Generate a new total ordered set from an existing ordered set and a partial ordering I have a totally ordered set S and I'd like to re-order it based on a partial ordering P.
If set S looks like [A, B, C, D, E] where A < B, B < C, and so on. And set P looks like [A, E, B]. Then I'd like to create a new ordered set S' with ordering [A, E, B, C, D].
The idea being that S' is based on S, with minimal changes made in order to make it conform to the new ordered relationships introduced by P. If P had been [E, B, A], then S' could be [E, B, A, C, D] or [C, D, E, B, A], but the first would be preferred because it preserves more of the original ordered relationships than the latter (5: B < C, B < D, A < C, A < D, C < D) vs (3: C < D, C < E, D < E).
Is there an efficient algorithm that does this?

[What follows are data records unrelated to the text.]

PR #598, opened 2017-05-08
Export CLUSTER variable from Makefile as Terraform variable

aknuds1:
The `tectonic_cluster_name` Terraform variable currently has to be defined by the user, but there is a corresponding Makefile variable `CLUSTER` (with a default of `demo`). I figure it might make sense to link the two variables, so that Make configures Terraform's `tectonic_cluster_name` variable via `CLUSTER`.

I'm not 100% sure if it's a good idea to make the two variables correspond to each other, but it seems reasonable enough to me at least, to not have to configure them separately from each other. Creating this PR as a proposal to introduce this behaviour, looking forward to hearing your thoughts on it.

### DIFF
--- a/Makefile
+++ b/Makefile
@@ -8,6 +8,7 @@ TF_DOCS := $(shell which terraform-docs 2> /dev/null)
 TF_EXAMPLES := $(shell which terraform-examples 2> /dev/null)
 TF_RC := $(TOP_DIR)/.terraformrc
 TF_CMD = TERRAFORM_CONFIG=$(TF_RC) terraform
+export TF_VAR_tectonic_cluster_name = $(CLUSTER)
 
 $(info Using build directory [${BUILD_DIR}])
 


s-urbaniak:
This change sounds reasonable to me, @alexsomesan any additional thoughts/doubts?

alexsomesan:
@aknuds1 @s-urbaniak The change itself is reasonable. I do think this is a nice convenience feature.

Unfortunately it doesn't work as expected when used in combination with assets downloaded from the UI installer, because in that case the folder name is different that the actual value for `tectonic_cluster_name` (it has a timestamp appended). We would need to alter that behaviour before we can incorporate this change.

s-urbaniak:
ok to test

alexsomesan:
This is blocked on a behaviour quirk of the UI installer.
Since there are discussions going on about overhauling and unifying the UX between the CLI and UI experiences, I will close this but keep in mind this feature for the future overhaul.

PR #602, opened 2017-05-09
modules/azure: refactor FQDN conditionals and their usage

metral:
This PR:
- cleans up the conditional construction of the FQDN's to only occur in the module outputs.
- ensures that the outputs won't use the `base_domain` if `use_custom_fqdn` is not requested, and instead rely on the FQDN Azure sets up.
- removes duplicate `master_count = "${var.tectonic_master_count}"` introduced in https://github.com/coreos/tectonic-installer/pull/557

### DIFF
--- a/modules/azure/dns/variables.tf
+++ b/modules/azure/dns/variables.tf
@@ -31,6 +31,5 @@ variable "etcd_ip_addresses" {
 }
 
 variable "use_custom_fqdn" {
-  type    = "string"
-  default = "false"
+  default = true
 }
--- a/modules/azure/master/output.tf
+++ b/modules/azure/master/output.tf
@@ -7,17 +7,17 @@ output "console_ip_address" {
 }
 
 output "ingress_external_fqdn" {
-  value = "${azurerm_public_ip.tectonic_console_ip.domain_name_label}.${var.base_domain}"
+  value = "${var.use_custom_fqdn ? "${azurerm_public_ip.tectonic_console_ip.domain_name_label}.${var.base_domain}" : azurerm_public_ip.tectonic_console_ip.fqdn}"
 }
 
 output "ingress_internal_fqdn" {
-  value = "${azurerm_public_ip.tectonic_console_ip.domain_name_label}.${var.base_domain}"
+  value = "${var.use_custom_fqdn ? "${azurerm_public_ip.tectonic_console_ip.domain_name_label}.${var.base_domain}" : azurerm_public_ip.tectonic_console_ip.fqdn}"
 }
 
 output "api_external_fqdn" {
-  value = "${azurerm_public_ip.tectonic_api_ip.domain_name_label}.${var.base_domain}"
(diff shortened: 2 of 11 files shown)


metral:
ok to test

modules/azure/dns/variables.tf
```diff
@@ -32,5 +32,5 @@ variable "etcd_ip_addresses" {
 
 variable "use_custom_fqdn" {
```
alexsomesan: Terraform supports boolean variables.
https://www.terraform.io/docs/configuration/variables.html#booleans

Any particular limitation on not using boolean here?

modules/azure/master/output.tf
```diff
@@ -7,17 +7,17 @@ output "console_ip_address" {
 }
 
 output "ingress_external_fqdn" {
-  value = "${azurerm_public_ip.tectonic_console_ip.domain_name_label}.${var.base_domain}"
+  value = "${var.use_custom_fqdn == "true" ? "${azurerm_public_ip.tectonic_console_ip.domain_name_label}.${var.base_domain}" : azurerm_public_ip.tectonic_console_ip.fqdn}"
```
alexsomesan: If using a boolean, you can omit the comparison and clean up the expression a bit more.

modules/azure/master/variables.tf
```diff
@@ -88,3 +88,8 @@ variable "tectonic_service_disabled" {
   description = "Specifies whether the tectonic installer systemd unit will be disabled. If true, no tectonic assets will be deployed"
   default     = false
 }
+
+variable "use_custom_fqdn" {
```
alexsomesan: Same point about booleans (as above).

metral:
Thanks for the review - all feedback has been addressed.

metral:
rebased

metral:
ok to test

modules/azure/master/output.tf
```diff
@@ -7,17 +7,17 @@ output "console_ip_address" {
...
 }
 
 output "api_external_fqdn" {
-  value = "${azurerm_public_ip.tectonic_api_ip.domain_name_label}.${var.base_domain}"
+  value = "${var.use_custom_fqdn ?  "${azurerm_public_ip.tectonic_api_ip.domain_name_label}.${var.base_domain}" : azurerm_public_ip.tectonic_api_ip.fqdn}"
 }
 
 output "api_internal_fqdn" {
-  value = "${azurerm_public_ip.tectonic_api_ip.domain_name_label}.${var.base_domain}"
+  value = "${var.use_custom_fqdn ?  "${azurerm_public_ip.tectonic_api_ip.domain_name_label}.${var.base_domain}" : azurerm_public_ip.tectonic_api_ip.fqdn}"
```
cehoffman: Should the internal version not always be the azure domain? That would route all traffic over the private network instead of hitting the public ip.

metral: This PR is aimed at refactoring the usage of the right FQDN's for setups that operate over public networks. Private networks would need to disable public IP's on the LB's, and leverage either private IP's or DNS instead, but that is not in scope for this PR.

metral:
@s-urbaniak Is it possible to get this merged? This is a fix for an existing bug in setups that don't need/want to use `use_custom_fqdn`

Or any area of research I could look into?
 A: *

*Do some pair wise comparisons between consecutive members of the new partial ordering. In this case, you would first compare $E$ and $B$.

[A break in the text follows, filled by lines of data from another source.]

PR #604, opened 2017-05-09
Add setup for deploying to DigitalOcean

aknuds1:
This is a port of Tectonic Installer to DigitalOcean.


modules/digitalocean/etcd/ignition.tf
```diff
@@ -0,0 +1,61 @@
...
+Environment="ETCD_IMAGE=${var.container_image}"
+ExecStart=
+ExecStart=/usr/lib/coreos/etcd-wrapper \
+  --name=etcd \
+  --discovery-srv=${var.base_domain} \
+  --advertise-client-urls=http://${var.cluster_name}-etcd-${count.index}.${var.base_domain}:2379 \
+  --initial-advertise-peer-urls=http://${var.cluster_name}-etcd-${count.index}.${var.base_domain}:2380 \
+  --listen-client-urls=http://0.0.0.0:2379 \
+  --listen-peer-urls=http://0.0.0.0:2380
+EOF
```
glevand: Seems like you should just use the etcd environment variables here and not redefine ExecStart, so something like: 

    Environment="ETCD_ADVERTISE_CLIENT_URLS=http://${var.cluster_name}-etcd-${count.index}.${var.base_domain}:2379"

aknuds1: I copied this configuration from modules/aws/etcd/ignition.tf. I guess the same suggestion holds for that implementation?

glevand: If the ExecStart command in the CoreOS provided etcd-member.service ever changes you won't get those updates if you redefine ExecStart in the drop-in.

aknuds1: @glevand I mean, should we make the same change in the AWS module, since my configuration was copied from there?

glevand: @crawford What do you think?

modules/digitalocean/etcd/ignition.tf
```diff
@@ -0,0 +1,61 @@
...
+  dropin = [
+    {
+      name = "40-etcd-cluster.conf"
+
+      content = <<EOF
+[Service]
+Environment="ETCD_IMAGE=${var.container_image}"
+ExecStart=
+ExecStart=/usr/lib/coreos/etcd-wrapper \
+  --name=etcd \
```
alekssaul: I believe you'll need to set `--name=etcd` to hostname. Otherwise all members of the cluster will attempt to register with their name etcd

s-urbaniak:
@aknuds1 sorry, that this fell under the radar. I actually thing this is a really great effort and you made quite an impressive progress on that. Thanks a lot for the contribution! I picked up this PR locally and got pretty far with it, finalizing the last bits. Are you interested in finalizing this PR?

modules/digitalocean/etcd/ignition.tf
```diff
@@ -0,0 +1,156 @@
...
+${var.tls_enabled ? "Environment=\"LOCKSMITHD_ETCD_KEYFILE=/etc/ssl/etcd/client.key\"" : ""}
+${var.tls_enabled ? "Environment=\"LOCKSMITHD_ETCD_CERTFILE=/etc/ssl/etcd/client.crt\"" : ""}
+Environment="LOCKSMITHD_ENDPOINT=${var.tls_enabled ? "https" : "http"}://etcd-${count.index}.etcd.${var.cluster_domain}:2379"
+EOF
+    },
+  ]
+}
+
+data "template_file" "etcd-cluster" {
+  template = "${file("${path.module}/resources/etcd-cluster.tpl")}"
```
s-urbaniak: @aknuds1 👍 That is a great idea, using a generic template for this. I actually went a step further and the the same for `40-etcd-cluster.conf`

aknuds1:
Yes I am interested 🙂 I would've worked more in it if it weren't for the
fact that I got a full time project in the meantime, also doing Kubernetes
but with kops. I'm currently getting into more high level stuff, i.e.
setting up ELK for logging and Prometheus for monitoring.

I will see if I can find the time to make this port work again! Last time I
synced with upstream and tried it was broken unfortunately...

modules/digitalocean/etcd/ignition.tf
aknuds1: I would like to do more "generification" of the whole project in order to minimize code duplication between the different platforms. An idea I have in mind is to generate Terraform files from templates, through e.g. a Python script (I do this with all my Kubernetes manifests). Making generic configurations with Terraform gets pretty painful at some point I find.

s-urbaniak: agreed, doing this in TF is not adorable, but unfortunately we can't sprinkle in another language in here, because it is used in GUI based installer. I have been thinking of introducing custom Terraform data sources for other reasons, and it could solve some of the generification problems. At least we could then use Go code then to set up more complex content data structures.

s-urbaniak:
@aknuds1 great! let me finalize my local branch to a working state. I squashed everything into one commit to be able to move forward. You could cherry-pick it and re-author it under your name, such that the credit won't get lost. Hang on, while I am finalizing this.

aknuds1:
@s-urbaniak Thanks! Let me know when it is ready please :)

s-urbaniak:
@aknuds1 I have a working cluster using the following (squashed) commit based on your PR: https://github.com/s-urbaniak/tectonic-installer/commit/d79cd1cf0921d79d1f0768f881dddeb03c39a07c

Admittedly it leaves out a few details you had, i.e. enabling swap, the sshguard, but this is to align it more with the current setup we have at the other cloud providers.

Regarding DNS my commit also assumes you configured a domain already yourself, that is also what we assume in the other platforms.

There's a few tweaks I would like to make, namely exposing masters/workers behind LBs and factor the DNS setup out in their own package. Once done, we can finalize this PR.

s-urbaniak:
having said that, a LB costs quite some money, so if we are targeting DO for simple try-out setups, we can certainly also live with the current solution ;-)

aknuds1:
@s-urbaniak Could you base your branch on mine? I can't just cherry-pick it since there are tons of conflicts between the two.

aknuds1:
@s-urbaniak @alekssaul Could you help me in figuring out how to write acceptance tests for this platform, according to the current model, so that I can finish it and submit for review?

cpanato:
hello @aknuds1, thanks for the PR, can you please rebase with our current master, then I can run  our smoke tests for other platforms just to validate if this change do not break others.

thanks

cpanato:
Thanks, @aknuds1, we will prioritize this PR for our next sprint :)

aknuds1:
@cpanato Thanks, appreciate you guys looking into this!

sym3tri:
Hey @aknuds1 the first thing we'll need here is to get this branch rebased on the latest master and remove all the merge commits. Also please follow our commit message guidelines here: https://github.com/coreos/tectonic-installer/blob/master/CONTRIBUTING.md#format-of-the-commit-message

aknuds1:
Thanks @sym3tri, will get on it when time permits, hopefully this weekend :)

aknuds1:
@sym3tri I rolled everything into one commit, trying to follow your commit message guidelines. I didn't add any subsystem prefix to the commit message though, since I'm really adding a subsystem. If you think I should add digitalocean: as prefix to the commit message though I can do so.

Where should we go from here? I think I will need to sync to the changes that've been made to the master branch in the meantime and make things work again, as I'm pretty sure my branch is currently broken.

Are there tests I should write?

modules/digitalocean/etcd/dns.tf
```diff
@@ -0,0 +1,14 @@
...
+  name = "etcd.${var.cluster_domain}"
+  ip_address = "${digitalocean_droplet.etcd_node.*.ipv4_address[0]}"
+}
+
+resource "digitalocean_record" "etcd_nodes" {
+  count = "${var.droplet_count}"
+  domain = "${digitalocean_domain.etcd.id}"
+  type = "A"
+  name = "etcd-${count.index}"
+  value = "${digitalocean_droplet.etcd_node.*.ipv4_address[count.index]}"
```
squat: The IPv4 address should not be indexed by count. Instead, the selected IP address should always be `0`, no?

modules/sshguard/resources/services/sshguard.service
```diff
@@ -0,0 +1,32 @@
+[Unit]
```
squat: let's remove this sshguard service for now. It is non-standard across platforms, uses an image that is not maintained, and cutting it out for now will simplify this PR.

modules/digitalocean/swap/ignition.tf
```diff
@@ -0,0 +1,12 @@
+data "template_file" "swap" {
```
squat: Similarly, can we remove this module for now? This will greatly simplify this PR and the number of variables to maintain. We do not enable a swapfile on any other platform currently, so this behavior is a departure from that. It is very reasonable for a pre-alpha platform to simplify code at the expense of suggesting that user's deploy larger machines in order to accommodate memory needs.

config.tf
```diff
@@ -467,3 +467,9 @@ variable "tectonic_bootstrap_upgrade_cl" {
   default     = "true"
   description = "(internal) Whether to trigger a ContainerLinux upgrade on node bootstrap."
 }
+
+variable "tectonic_do_ssh_key_path" {
```
squat: this variable should not be declared here but rather in `platforms/digitalocean/variables.tf`. This file is for common variables only. Otherwise, this change would cause ALL clusters, even those deployed to AWS, Azure, etc to declare a DO ssh key path.

.gitignore
```diff
@@ -14,3 +14,5 @@ bin/
 bin_test/
 matchbox/
 modules/update-payload/generated/
+# Allow for user configuration
```
squat: Let's remove this for now so we can merge this PR.

Makefile
```diff
@@ -12,7 +12,7 @@ TF_DOCS := $(shell which terraform-docs 2> /dev/null)
 TF_EXAMPLES := $(shell which terraform-examples 2> /dev/null)
 TF_CMD = terraform
 TEST_COMMAND = /bin/bash -c "bundler exec rspec spec/${TEST}"
-
+export TF_VAR_tectonic_cluster_name = $(CLUSTER)
```
squat: Please remove this line. This PR does not need to introduce this coupling.

modules/digitalocean/etcd/dns.tf
```diff
@@ -0,0 +1,14 @@
+# Create separate domain for etcd nodes, because depending on main cluster domain would cause
+# a dependency cycle, as the latter must be instantiated with the API server IP address
```
squat: This diverges from how the other platforms are created. All other platforms expect your cloud provider account to already have the `tectonic_base_domain`. Then we create etcd DNS entries like: `${var.cluster_name}-etcd-${count.index}.${var.tectonic_base_domain}`. This avoids any dependency cycle, eliminates the need for an extra domain, `etcd.${tectonic_base_domain}`, and puts this platform in line with the other platforms.

squat:
@aknuds1 let's add tests in a follow up as this PR is large enough as is.

sym3tri:
> If you think I should add digitalocean: as prefix to the commit message though I can do so.

Yes, please.

aknuds1:
Thanks guys, will look at your requests tonight!!

modules/digitalocean/etcd/dns.tf
aknuds1: @squat Why should the IP address not be indexed by count? The purpose here is to create a DNS record per etcd cluster member isn't it, pointing to its IP address? I mean, as far as I can tell it perfectly correlates with [the AWS implementation](https://github.com/coreos/tectonic-installer/blob/master/modules/aws/etcd/dns.tf#L7).

aknuds1:
@squat I tried creating a cluster now, my branch contains errors according to Terraform though. How about I try to fix the breakage in the meantime before considering the DNS change you want me to make?

modules/digitalocean/etcd/dns.tf
squat: Yes sorry, please disregard. I read it incorrectly.

aknuds1:
@squat I'm trying to bring my branch back up to date and into working order, in a second commit. Is that an OK approach with you, that we first make it work before you merge?

squat:
@aknuds1 if you estimate that it wont be too much work to bring it back to a working state then I would prefer to have you fix the branch; it'll let us iterate faster once its merged. If you estimate it will be a lot of work we should make the changes I requested and merge and then fix.

aknuds1:
@squat Let me try to bring it back to a working state over the weekend, OK? I don't know if it'll work 100% by then, but I'm pretty sure I'll make it processable by Terraform again. In my opinion it should at least be in a better state for merging. There's a lot that has changed in master since I last had this branch working, so I'm making some radical changes.

aknuds1:
@squat I fixed the basic problems so that Terraform is now able to parse my branch (and pushed these changes). It doesn't yet work of course...

aknuds1:
@squat Could you try creating a cluster with the current revision of my branch? I have aligned it to the current AWS implementation as best I can, and am using DigitalOcean's Spaces instead of S3 in order to distribute kubeconfig to masters and workers and tectonic.zip to the first master. Since Terraform doesn't yet have DO Spaces support, I had to upload to the bucket from a local script...

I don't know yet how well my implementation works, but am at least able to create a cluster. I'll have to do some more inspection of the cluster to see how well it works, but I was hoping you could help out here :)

*If the new partial order is the same as the original one, do nothing. If they are different, then you have two options, you could either take the now lower one and put it below the now higher one (i.e. Putting $E$ below $B$ and keeping $B$ in the same spot) or you can take the now higher one and put it above the now lower one (i.e. Putting $B$ above $E$ and keeping $E$ in the same spot). You can check how many relationships that affects to determine what to do.

*All the elements you have moved so far ($E$ and $B$) are now grouped together. There is absolutely no way that any element can be put between them and achieve an optimal new ordering. If you had $B<E$ in your new partial ordering, you would not group them together. For the rest of the algorithm, $E$ and $B$ are consecutive elements and are moved together, period.

*Repeat until you move through the entirety of $P$.